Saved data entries
######

PR #1917, opened 2016-01-21
Make XORFastHash great again

daniel-j-h:
- Initialize tables in clean way
- Use array with known bounds
- Assert in-bounds subscript operator
- Explicitely type integrals
- Remove unused XORMiniHash
- Cut down memory usage in half for two tables and storage positions

Warning: do not merge yet, as alternative.feature is failing! Running with -fsanitize=undefined revealed
> polyline_compressor.cpp:33 "left shift of negative value -106"

but I couldn't figure out yet why this happens.

When this is done, we should see a noticeable performance increase as it's currently used in the heap implementation. Benchmarking needed.

### DIFF
--- a/src/engine/polyline_compressor.cpp
+++ b/src/engine/polyline_compressor.cpp
@@ -1,6 +1,7 @@
 #include "engine/polyline_compressor.hpp"
 
 #include <cstddef>
+#include <cstdlib>
 #include <cmath>
 
 namespace osrm


include/util/xor_fast_hash.hpp
```diff
@@ -29,64 +37,30 @@ namespace util
 */
 class XORFastHash
 { // 65k entries
-    std::vector<unsigned short> table1;
-    std::vector<unsigned short> table2;
+    std::array<std::uint16_t, (1u << 16u)> table1;
```
TheMarex: The the size value should be template parameter.

daniel-j-h: Hmm the max size also depends on the `uint32_t` type in the `operator()` and how we split it into two `uint16_t` there. That is, the highest index a `uint16_t` can hold is `65535`, therefore we are only able to index `65536` items in each table.

 Therefore if we template the max size but keep the `uint32_t` for hashable types, we should at least

    static_assert(MaxSize <= (1u << 16u), "");

daniel-j-h:
@MoKob I adapted the alternative test to your reduced alternative test, but

    cucumber -p verify features/testbot/alternative.feature

is still failing.

In debug mode the undefined behavior described above still triggers in the polyline compressor. Debug mode on develop does not trigger the undefined behavior, so it seems like these changes potentially introduced it.

Any ideas @MoKob @TheMarex?

TheMarex:
@daniel-j-h this needs a deep dive into `contractor_graph.hpp`:

- get `.osm` data generated by test from `test/cache`
- run `osrm-extract`
- run `osrm-prepare` with version before/after your changes
- print out the order in which nodes are contracted

My gut tells me there is something going wrong with the heap in the contraction step, that leads to a different contraction order, that causes OSRM to not find an alternative path.

include/util/xor_fast_hash_storage.hpp
```diff
@@ -34,29 +34,35 @@ template <typename NodeID, typename Key> class XORFastHashStorage
...
+    explicit XORFastHashStorage(size_t) : positions(1u << 16u), current_timestamp(0) {}
 
     HashCell &operator[](const NodeID node)
     {
-        unsigned short position = fast_hasher(node);
+        std::uint16_t position = fast_hasher(node);
         while ((positions[position].time == current_timestamp) && (positions[position].id != node))
         {
-            ++position %= (2 << 16);
+            ++position %= (1u << 16u);
```
TheMarex: hard coded size again

include/util/xor_fast_hash_storage.hpp
```diff
@@ -34,29 +34,35 @@ template <typename NodeID, typename Key> class XORFastHashStorage
...
 
     // peek into table, get key for node, think of it as a read-only operator[]
     Key peek_index(const NodeID node) const
     {
-        unsigned short position = fast_hasher(node);
+        std::uint16_t position = fast_hasher(node);
         while ((positions[position].time == current_timestamp) && (positions[position].id != node))
         {
-            ++position %= (2 << 16);
+            ++position %= (1u << 16u);
```
TheMarex: This loop should at most wrap around once, if the array is full this could lead to endless loops.

include/util/xor_fast_hash_storage.hpp
```diff
@@ -66,13 +72,13 @@ template <typename NodeID, typename Key> class XORFastHashStorage
         if (std::numeric_limits<unsigned>::max() == current_timestamp)
         {
             positions.clear();
-            positions.resize(2 << 16);
+            positions.resize(1u << 16u);
         }
```
MoKob: Guess this is the final position missing the size?

daniel-j-h:
Can't get the alternative cucumber test to work; same with @MoKob's [reduced alternative test](https://gist.github.com/MoKob/b80acfc794169c1671f6).

Next steps would be to take a look at the order that's being generated I guess.

I _think_ it's because of the `random_shuffle` vs. the explicit `shuffle` with a mersenne twister.

MoKob:
The problem with this test is its strong dependence of the contraction order. The vertices in between cannot be contracted first. If source and target end up at the top of the hierarchy, an alternative can easily be missed. Unless you specify a contraction order or tailor the graph to perfectly reflect the priority calculation, there is no way of guaranteeing that case to pass.

TheMarex:
@daniel-j-h the alternative fix is fine. What we want to test in that case is the code path of alternative routes. We can't really check the route itself as @MoKob pointed out its more or less a heuristic.

@daniel-j-h you were working on a clean re-implementation of the poly line encoder/decoder?

daniel-j-h:
Re. polyline algorithm: yes, but it isn't done yet and I wanted to get the XORFastHash fix in with this pull request, so I quickly hotfixed the undefined behavior in the existing polyline compressor to not being blocked by it here.

TheMarex:
@daniel-j-h ok good to merge :+1:

PR #1928, opened 2016-01-25
make it possible to disable max_locations in map_matching

mortada:
Currently there's no way to disable the `max_locations_map_matching` check in the `match` plugin. Setting the `--max-matching-size=-1` in `osrm-routed`  will result in the following exception

```
[warn] [exception] Max location for map matching must be at least two`
```

this PR makes it possible to disable the max locations check by setting `--max-matching-size=-1`


TheMarex:
Good catch! :+1:

PR #1929, opened 2016-01-25
Send the Connection: close response header

zimathias:
so that proxy servers don't try to reuse the connection. 

Given that osrm-routed does *not* support keepalive the Connection: close response header should be set.


TheMarex:
@zimathias :+1: looks good.

daniel-j-h:
@zimathias just a word of caution: osrm-routed is more or less a development server, to make debugging osrm easy. It certainly has its problems, for example no keep alive support.

For deploying osrm we therefore recommend using libosrm with this lightweight Node wrapper: https://github.com/Project-OSRM/node-osrm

######

#### [Goal of the exercise]
Line by line, reproduce the data exactly as given.

#### [Written response]
PR #1917, opened 2016-01-21
Make XORFastHash great again

daniel-j-h:
- Initialize tables in clean way
- Use array with known bounds
- Assert in-bounds subscript operator
- Explicitely type integrals
- Remove unused XORMiniHash
- Cut down memory usage in half for two tables and storage positions

Warning: do not merge yet, as alternative.feature is failing! Running with -fsanitize=undefined revealed
> polyline_compressor.cpp:33 "left shift of negative value -106"

but I couldn't figure out yet why this happens.

When this is done, we should see a noticeable performance increase as it's currently used in the heap implementation. Benchmarking needed.

### DIFF
--- a/src/engine/polyline_compressor.cpp
+++ b/src/engine/polyline_compressor.cpp
@@ -1,6 +1,7 @@
 #include "engine/polyline_compressor.hpp"
 
 #include <cstddef>
+#include <cstdlib>
 #include <cmath>
 
 namespace osrm


include/util/xor_fast_hash.hpp
```diff
@@ -29,64 +37,30 @@ namespace util
 */
 class XORFastHash
 { // 65k entries
-    std::vector<unsigned short> table1;
-    std::vector<unsigned short> table2;
+    std::array<std::uint16_t, (1u << 16u)> table1;
```
TheMarex: The the size value should be template parameter.

daniel-j-h: Hmm the max size also depends on the `uint32_t` type in the `operator()` and how we split it into two `uint16_t` there. That is, the highest index a `uint16_t` can hold is `65535`, therefore we are only able to index `65536` items in each table.

 Therefore if we template the max size but keep the `uint32_t` for hashable types, we should at least

    static_assert(MaxSize <= (1u << 16u), "");

daniel-j-h:
@MoKob I adapted the alternative test to your reduced alternative test, but

    cucumber -p verify features/testbot/alternative.feature

is still failing.

In debug mode the undefined behavior described above still triggers in the polyline compressor. Debug mode on develop does not trigger the undefined behavior, so it seems like these changes potentially introduced it.

Any ideas @MoKob @TheMarex?

TheMarex:
@daniel-j-h this needs a deep dive into `contractor_graph.hpp`:

- get `.osm` data generated by test from `test/cache`
- run `osrm-extract`
- run `osrm-prepare` with version before/after your changes
- print out the order in which nodes are contracted

My gut tells me there is something going wrong with the heap in the contraction step, that leads to a different contraction order, that causes OSRM to not find an alternative path.

include/util/xor_fast_hash_storage.hpp
```diff
@@ -34,29 +34,35 @@ template <typename NodeID, typename Key> class XORFastHashStorage
...
+    explicit XORFastHashStorage(size_t) : positions(1u << 16u), current_timestamp(0) {}
 
     HashCell &operator[](const NodeID node)
     {
-        unsigned short position = fast_hasher(node);
+        std::uint16_t position = fast_hasher(node);
         while ((positions[position].time == current_timestamp) && (positions[position].id != node))
         {
-            ++position %= (2 << 16);
+            ++position %= (1u << 16u);
```
TheMarex: hard coded size again

include/util/xor_fast_hash_storage.hpp
```diff
@@ -34,29 +34,35 @@ template <typename NodeID, typename Key> class XORFastHashStorage
...
 
     // peek into table, get key for node, think of it as a read-only operator[]
     Key peek_index(const NodeID node) const
     {
-        unsigned short position = fast_hasher(node);
+        std::uint16_t position = fast_hasher(node);
         while ((positions[position].time == current_timestamp) && (positions[position].id != node))
         {
-            ++position %= (2 << 16);
+            ++position %= (1u << 16u);
```
TheMarex: This loop should at most wrap around once, if the array is full this could lead to endless loops.

include/util/xor_fast_hash_storage.hpp
```diff
@@ -66,13 +72,13 @@ template <typename NodeID, typename Key> class XORFastHashStorage
         if (std::numeric_limits<unsigned>::max() == current_timestamp)
         {
             positions.clear();
-            positions.resize(2 << 16);
+            positions.resize(1u << 16u);
         }
```
MoKob: Guess this is the final position missing the size?

daniel-j-h:
Can't get the alternative cucumber test to work; same with @MoKob's [reduced alternative test](https://gist.github.com/MoKob/b80acfc794169c1671f6).

Next steps would be to take a look at the order that's being generated I guess.

I _think_ it's because of the `random_shuffle` vs. the explicit `shuffle` with a mersenne twister.

MoKob:
The problem with this test is its strong dependence of the contraction order. The vertices in between cannot be contracted first. If source and target end up at the top of the hierarchy, an alternative can easily be missed. Unless you specify a contraction order or tailor the graph to perfectly reflect the priority calculation, there is no way of guaranteeing that case to pass.

TheMarex:
@daniel-j-h the alternative fix is fine. What we want to test in that case is the code path of alternative routes. We can't really check the route itself as @MoKob pointed out its more or less a heuristic.

@daniel-j-h you were working on a clean re-implementation of the poly line encoder/decoder?

daniel-j-h:
Re. polyline algorithm: yes, but it isn't done yet and I wanted to get the XORFastHash fix in with this pull request, so I quickly hotfixed the undefined behavior in the existing polyline compressor to not being blocked by it here.

TheMarex:
@daniel-j-h ok good to merge :+1:

PR #1928, opened 2016-01-25
make it possible to disable max_locations in map_matching

mortada:
Currently there's no way to disable the `max_locations_map_matching` check in the `match` plugin. Setting the `--max-matching-size=-1` in `osrm-routed`  will result in the following exception

```
[warn] [exception] Max location for map matching must be at least two`
```

this PR makes it possible to disable the max locations check by setting `--max-matching-size=-1`


TheMarex:
Good catch! :+1:

PR #1929, opened 2016-01-25
Send the Connection: close response header

zimathias:
so that proxy servers don't try to reuse the connection. 

Given that osrm-routed does *not* support keepalive the Connection: close response header should be set.


TheMarex:
@zimathias :+1: looks good.

daniel-j-h:
@zimathias just a word of caution: osrm-routed is more or less a development server, to make debugging osrm easy. It certainly has its problems, for example no keep alive support.

For deploying osrm we therefore recommend using libosrm with this lightweight Node wrapper: https://github.com/Project-OSRM/node-osrm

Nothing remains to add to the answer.